¹Leiden University, Institute of Molecular Plant Sciences, Clusius Laboratory, Wassenaarseweg 64, 2333 AL Leiden, The Netherlands; ²Utrecht University, Department of Mass Spectrometry, F.A.F.C. Wentgebouw, Sorbonnelaan 16, 3584 CA Utrecht, The Netherlands; ³Núcleo de Pesquisas de Produtos Naturais, Universidade Federal do Rio de Janeiro, Centro de Ciências da Saude, Bloco H, 21941-590-Ilha do Fundão, Rio de Janeiro-RJ, Brazil; ⁴Novartis Seeds BV, Westeinde 62, Postbus 26, 1600 AA Enkhuizen, The Netherlands; ⁵Laboratoire de Biologie Microbienne, Université de Lausanne, CH-1015 Lausanne, Switzerland; ⁶Utrecht University, Department of Plant Ecology and Evolutionary Biology, Section of Plant Pathology, P.O. Box 800.84, 3508 TB Utrecht, The Netherlands; ⁷TüV Energie und Umwelt GmbH, Niederlassung Freiburg, Robert-Bunsen Strasse 1, 79108 Freiburg i. Br., Germany; and ⁸MSU-DOE Plant Research Laboratory, Michigan State University, East Lansing 48824, U.S.A.

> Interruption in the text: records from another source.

Issue #2684, opened 2017-02-07
Support for setters and getters insertion points


dopuskh3:
Adding insertion points in various field modifier could help extending generated classes with additional logic in those.

I think about implementing nullable support by using these insertion points the following way:

I will create a protobuf plugin that does the following:
- when a specific option is present on a message (say 'allowNullableFields') then the plugin looks for a map[int]->bool map.
- If the map exists then insert code that set value to true for the corresponding field ID in the map in various setters scopes.
- If the map does not exists then the protobuf plugin fail compiling the corresponding schema.
- Also the plugin will generate a hasXXX method for each of the field that will simply look for the field id in the map an return true if the corresponding value is set to true.

Sounds like a less intrusive approach to solve issue #1606 but still requires additional insertion points.

iamneal:
@dopuskh3 What is the status of this plugin?  Will it be available for all proto3 supported languages?

xfxyjwf:
Note that we are beginning to limit and reduce the number of insertion points.

PR #3280, opened 2017-06-28
Add insertion points for field modifiers in C# and Java

gturri:

Said differently, this is how we solve #1606 for Java and C#


bazel-io:

gturri:
CLA should be fixed now

gturri:
new test for CLA

xfxyjwf:
Can you split this into two PRs, one with C# change and the other with Java change? Also please direct them to the master branch as only bug fixes should go into patch releases.

gturri:
Sure!
I just created #3291 and #3292 accordingly.

PR #3281, opened 2017-06-28
Proto2 test message support to conformance test

BSBandme:
Add changes to conformance test that support proto2 test message. Only add one proto2 message test against double. Not sure about whether the message set message in TestAllTypesProto2 is correct.


bazel-io:

conformance/conformance_python.py
```diff
@@ -56,14 +57,26 @@ def do_test(request):
...
   try:
     if request.WhichOneof('payload') == 'protobuf_payload':
-      try:
-        test_message.ParseFromString(request.protobuf_payload)
-      except message.DecodeError as e:
-        response.parse_error = str(e)
-        return response
+      if isProto3:
+        try:
+          test_message.ParseFromString(request.protobuf_payload)
```
haberman: It should be possible to share most of the code between proto2 and proto3. Something like:

```
  test_message = <choose based on proto2/proto3>
  if request.WhichOneof('payload') == 'protobuf_payload':
    test_message.ParseFromString(request.protobuf_payload)
```

conformance/conformance_test.cc
```diff
@@ -299,6 +314,7 @@ void ConformanceTestSuite::RunValidInputTest(
   RunTest(test_name, request, &response);
 
   TestAllTypes test_message;
+  TestAllTypesProto2 test_message_proto2;
```
haberman: Too much code duplication. There should be a `Message*` that points to the correct message. Then message->ParseFromString() will do the right thing.

conformance/conformance_test.cc
```diff
@@ -756,23 +811,29 @@ bool ConformanceTestSuite::RunSuite(ConformanceTestRunner* runner,
     {dbl(0.1), "0.1"},
     {dbl(1.7976931348623157e+308), "1.7976931348623157e+308"},
     {dbl(2.22507385850720138309e-308), "2.22507385850720138309e-308"}
-  });
+  }, true);
+  TestValidDataForType(FieldDescriptor::TYPE_DOUBLE, {
```
haberman: It seems that TestValidDataForType() could test both proto2 and proto3 internally. Then you wouldn't need to change any of these call sites.

src/google/protobuf/test_messages_proto2.proto
```diff
@@ -0,0 +1,216 @@
...
+  optional int32 FIELD_name12 = 412;
+  optional int32 __field_name13 = 413;
+  optional int32 __Field_name14 = 414;
+  optional int32 field__name15 = 415;
+  optional int32 field__Name16 = 416;
+  optional int32 field_name17__ = 417;
+  optional int32 Field_name18__ = 418;
+
+  // message_set test case.
+  message mset_correct {
```
haberman: Please follow protobuf naming conventions, messages should be like `MessageSetCorrect`.

haberman:
ok to test

TeBoring:
What's the plan to enforce proto2 conformance test? php doesn't support proto2 in near future.

conformance/ConformanceJava.java
```diff
@@ -219,16 +304,96 @@ private void writeLittleEndianIntToStdout(int val) throws Exception {
 
     return messages[0];
   }
+  
+  private TestMessagesProto2.TestAllTypesProto2 parseBinaryToProto2(ByteString bytes)
+      throws InvalidProtocolBufferException {
```
BSBandme: Done

conformance/conformance.proto
```diff
@@ -77,6 +77,9 @@ message ConformanceRequest {
 
   // Which format should the testee serialize its message to?
   WireFormat requested_output_format = 3;
+
+  // should be set to either "proto2" or "proto3"
+  string message_type = 4;
```
BSBandme: Done

conformance/conformance_python.py
BSBandme: Done

conformance/conformance_test.cc
BSBandme: Done

conformance/conformance_test.cc
BSBandme: Done

src/google/protobuf/test_messages_proto2.proto
BSBandme: Done

BSBandme:
We're asked to add some conformance tests about messageSet and enum, etc that proto3 doesn't have currently. I've add some codes to php code to skip proto2 testmessage.

conformance/Makefile.am
```diff
@@ -242,8 +250,9 @@ google-protobuf:
 if USE_EXTERNAL_PROTOC
 
 # Some implementations include pre-generated versions of well-known types.
-protoc_middleman: $(conformance_protoc_inputs) $(well_known_type_protoc_inputs) google-protobuf
+protoc_middleman: $(conformance_protoc_inputs) $(conformance_proto2_protoc_inputs) $(well_known_type_protoc_inputs) google-protobuf
 	$(PROTOC) -I$(srcdir) -I$(top_srcdir) --cpp_out=. --java_out=. --ruby_out=. --objc_out=. --python_out=. --php_out=. --js_out=import_style=commonjs,binary:. $(conformance_protoc_inputs)
+	$(PROTOC) -I$(srcdir) -I$(top_srcdir) --cpp_out=. --java_out=. --python_out=. $(conformance_proto2_protoc_inputs)
```
haberman: Can't you add these inputs to the same invocation of protoc? It doesn't seem like we should need to call protoc more times.

conformance/conformance_cpp.cc
```diff
@@ -87,17 +91,30 @@ void CheckedWrite(int fd, const void *buf, size_t len) {
 }
 
 void DoTest(const ConformanceRequest& request, ConformanceResponse* response) {
-  TestAllTypes test_message;
+  Message *test_message;
```
haberman:
```
descriptor = DescriptorPool::generated_pool()->FindMessageTypeByName(
    request.message_type());
if (!descriptor) {
  GOOGLE_LOG(FATAL) << "No such message type: " << request.message_type();
}
test_message = MessageFactory::generated_factory()->GetPrototype(descriptor)->New();
```

conformance/conformance_nodejs.js
```diff
@@ -49,14 +49,22 @@ function doTest(request) {
...
+        if (request.getMessageType() == "protobuf_test_messages.proto3.TestAllTypes") {
+          try {
+            testMessage = test_messages_proto3.TestAllTypes.deserializeBinary(
+                request.getProtobufPayload());
+          } catch (err) {
+            response.setParseError(err.toString());
+            return response;
+          }
+        } else if (request.getMessageType() == "protobuf_test_messages.proto2.TestAllTypesProto2"){
+          response.setSkipped("NodeJS doesn\'t support proto2");
```
haberman: It does support proto2 (or at least it should). It supports proto2 internally.

conformance/conformance_python.py
```diff
@@ -53,18 +54,25 @@ class ProtocolError(Exception):
   pass
 
 def do_test(request):
-  test_message = test_messages_proto3_pb2.TestAllTypes()
+  isProto3 = (request.message_type == "protobuf_test_messages.proto3.TestAllTypes")
```
haberman: You should be able to look this up by name also I think.

conformance/conformance_test.cc
```diff
@@ -571,43 +606,43 @@ void ConformanceTestSuite::TestPrematureEOFForType(FieldDescriptor::Type type) {
 
   ExpectParseFailureForProto(
       tag(field->number(), wire_type),
-      "PrematureEofBeforeKnownNonRepeatedValue" + type_name, REQUIRED);
+      "PrematureEofBeforeKnownNonRepeatedValue" + type_name, REQUIRED, true);
```
haberman: ExpectParseFailureForProto() should not take a boolean. It should test against both proto2 and proto3.

conformance/conformance_test.cc
```diff
@@ -627,46 +662,49 @@ void ConformanceTestSuite::TestPrematureEOFForType(FieldDescriptor::Type type) {
...
-                       field->name() + ": " + values[0].second);
-
-  string proto;
-  string text = field->name() + ": " + values.back().second;
-  for (size_t i = 0; i < values.size(); i++) {
-    proto += cat(tag(field->number(), wire_type), values[i].first);
-  }
-  RunValidProtobufTest("RepeatedScalarSelectsLast" + type_name, REQUIRED,
-                       proto, text);
+  for (int isProto3 = 0; isProto3 < 2; isProto3++) {
```
haberman: Please factor this into a function and write:

```
TestValidDataForTypeWithProtoVersion(type, values, PROTO2);
TestValidDataForTypeWithProtoVersion(type, values, PROTO3);
```

conformance/conformance_test.cc
```diff
@@ -1337,14 +1376,14 @@ bool ConformanceTestSuite::RunSuite(ConformanceTestRunner* runner,
         WireFormatLite::DecodeFloat(0x7FA12345));
     RunValidJsonTestWithProtobufInput(
         "FloatFieldNormalizeQuietNan", REQUIRED, message,
-        "optional_float: nan");
+        "optional_float: nan", true);
```
haberman: JSON does not exist for proto2, so there is no need to pass a bool indicating that this is for proto3. Anything JSON-related we can assume is for proto3.

src/google/protobuf/test_messages_proto2.proto
```diff
@@ -0,0 +1,216 @@
...
+
+enum ForeignEnum {
+  FOREIGN_FOO = 0;
+  FOREIGN_BAR = 1;
+  FOREIGN_BAZ = 2;
+}
+
+extend TestAllTypesProto2 {
+  optional int32 extension_int32 = 120;
+}
```
haberman: Please ensure this is a normal file with a newline at the end.

conformance/conformance_python.py
BSBandme: It seems that only python_cpp can use [generated descriptor_pool ](https://github.com/google/protobuf/blob/master/python/google/protobuf/descriptor_pool.py#L990).

conformance/Makefile.am
BSBandme: How can I merge this into one? I tried protoc with proto2 file as input with flag --ruby_out before, but it raised an error.

src/google/protobuf/test_messages_proto2.proto
BSBandme: Done

conformance/conformance_test.cc
BSBandme: Done

conformance/conformance_test.cc
BSBandme: Done

conformance/conformance_test.cc
BSBandme: Done

conformance/conformance_nodejs.js
BSBandme: Done

conformance/conformance_cpp.cc
BSBandme: Done

BSBandme:
Add one test that first set one field in an unset message, then set the field again. It seems that php will fail on this test

BSBandme:
It seems that the new added test only fails locally for php

conformance/Makefile.am
```diff
@@ -2,7 +2,11 @@
 
 conformance_protoc_inputs =                                    \
   conformance.proto                                            \
-  $(top_srcdir)/src/google/protobuf/test_messages_proto3.proto
+  $(top_srcdir)/src/google/protobuf/test_messages_proto3.proto 
+  
+conformance_proto2_protoc_inputs =                             \
```
thomasvl: why do you need a second set of input and to invoke ptotoc twice in all the generation cases?  You should be able to generate proto2 and proto3 syntax files all at once.  Since you're compiling them into a single binary, I'm assuming they have unique proto package/name combinations, and that isn't the problem.

BSBandme: I tried to generate the proto file in one command, but it seems that it can't use proto2 file as input with "--ruby_out --objc_out --php_out" flag. There will be an error : 
"--ruby_out: google/protobuf/test_messages_proto2.proto: Can only generate Ruby code for proto3 .proto files."

thomasvl: Ah, a per generator limit.  Likely makes sense to add a comment here then to explain it to save someone else from trying it and seeing it fail.

BSBandme: Done by added some comments before definition of conformance_proto2_protoc_inputs

conformance/Makefile.am
```diff
@@ -2,7 +2,12 @@
 
 conformance_protoc_inputs =                                    \
   conformance.proto                                            \
-  $(top_srcdir)/src/google/protobuf/test_messages_proto3.proto
+  $(top_srcdir)/src/google/protobuf/test_messages_proto3.proto 
+  
+# proto2 input files, should be separated with proto3, as we 
+# can't generate proto2 files for ruby, php and objc
```
thomasvl: The objc part isn't true.  We support proto2.  I can back fill the conformance support after this lands.

conformance/conformance.proto
thomasvl: Looks like the comment on this needs to be updated

conformance/Makefile.am
BSBandme: Thx!

PR #3288, opened 2017-06-29
Add build targets for Java lite runtime.

xfxyjwf:
Fixes https://github.com/google/protobuf/issues/2762


xfxyjwf:
@cgrushko

BUILD
```diff
@@ -539,13 +539,103 @@ internal_gen_well_known_protos_java(
     srcs = WELL_KNOWN_PROTOS,
 )
 
+JAVA_LITE_FILES = [
```
cgrushko: Why not inline this into the rule itself?
There's an internal doc about why this is harmful, I can send you a link.

xfxyjwf: Done.

BUILD
```diff
@@ -540,12 +540,100 @@ internal_gen_well_known_protos_java(
...
+        "java/core/src/main/java/com/google/protobuf/Service.java",
+        "java/core/src/main/java/com/google/protobuf/ServiceException.java",
+        "java/core/src/main/java/com/google/protobuf/SingleFieldBuilder.java",
+        "java/core/src/main/java/com/google/protobuf/SingleFieldBuilderV3.java",
+        "java/core/src/main/java/com/google/protobuf/TextFormat.java",
+        "java/core/src/main/java/com/google/protobuf/TextFormatParseInfoTree.java",
+        "java/core/src/main/java/com/google/protobuf/TextFormatParseLocation.java",
+        "java/core/src/main/java/com/google/protobuf/UnknownFieldSet.java",
+        "java/core/src/main/java/com/google/protobuf/UnsafeByteOperations.java",
+    ] + [
```
cgrushko: Delete "] + [" ?

BUILD
```diff
@@ -540,12 +540,100 @@ internal_gen_well_known_protos_java(
 )
 
 java_library(
+    name = "protobuf_java_lite",
```
cgrushko: if the entire code is in `java/core/src/main/java/com/google/protobuf/`, perhaps put a BUILD file there?

BUILD
```diff
@@ -540,12 +540,100 @@ internal_gen_well_known_protos_java(
...
+cc_binary(
+    name = "protoc_gen_javalite",
+    srcs = ["src/google/protobuf/compiler/java/java_lite_main.cc"],
+    linkopts = LINK_OPTS,
+    visibility = ["//visibility:public"],
+    deps = [":protoc_lib"],
+)
+
+java_library(
     name = "protobuf_java",
```
cgrushko: Why is this needed, btw? if we're in the branch that only does javalite.

BUILD
xfxyjwf: Done.

BUILD
xfxyjwf: This branch is forked from master branch, so there are all sorts of non-lite stuff here (e.g., all the full Java runtime source code + all other languages are still in this javalite branch). I would rather keep these as-is.

BUILD
xfxyjwf: "java/core/src/main/java/com/google/protobuf" is a bad build package containing completely unrelated stuff (the path is specially crafted for Maven). Putting the target in the root BUILD file is much more cleaner.

xfxyjwf:
No, I don't think cl.bazel.io covers javalite. We are setting up kokoro tests to replace travis/jenkins and bazel tests can be setup as part of it.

Seventy bacterial isolates from the rhizosphere of tomato were screened for antagonistic activity against the tomato foot and root rot-causing fungal pathogen Fusarium oxysporum f. sp. radicis-lycopersici. One isolate, strain PCL1391, appeared to be an efficient colonizer of tomato roots and an excellent biocontrol strain in an F. oxysporum/tomato test system. Strain PCL1391 was identified as Pseudomonas chlororaphis and further characterization showed that it produces a broad spectrum of antifungal factors (AFFs), including a hydrophobic compound, hydrogen cyanide, chitinase(s), and protease(s). Through mass spectrometry and nuclear magnetic resonance, the hydrophobic compound was identified as phenazine-1-carboxamide (PCN). We have studied the production and action of this AFF both in vitro and in vivo. Using a PCL1391 transposon mutant, with a lux reporter gene inserted in the phenazine biosynthetic operon (phz), we showed that this phenazine biosynthetic mutant was substantially decreased in both in vitro antifungal activity and biocontrol activity. Moreover, with the same mutant it was shown that the phz biosynthetic operon is expressed in the tomato rhizosphere. Comparison of the biocontrol activity of the PCN-producing strain PCL1391 with those of phenazine-1-carboxylic acid (PCA)-producing strains P. fluorescens 2-79 and P. aureofaciens 30-84 showed that the PCN-producing strain is able to suppress disease in the tomato/F. oxysporum system, whereas the PCA-producing strains are not. Comparison of in vitro antifungal activity of PCN and PCA showed that the antifungal activity of PCN was at least 10 times higher at neutral pH, suggesting that this may contribute to the superior biocontrol performance of strain PCL1391 in the tomato/F. oxysporum system.

Additional keywords: microbiological control.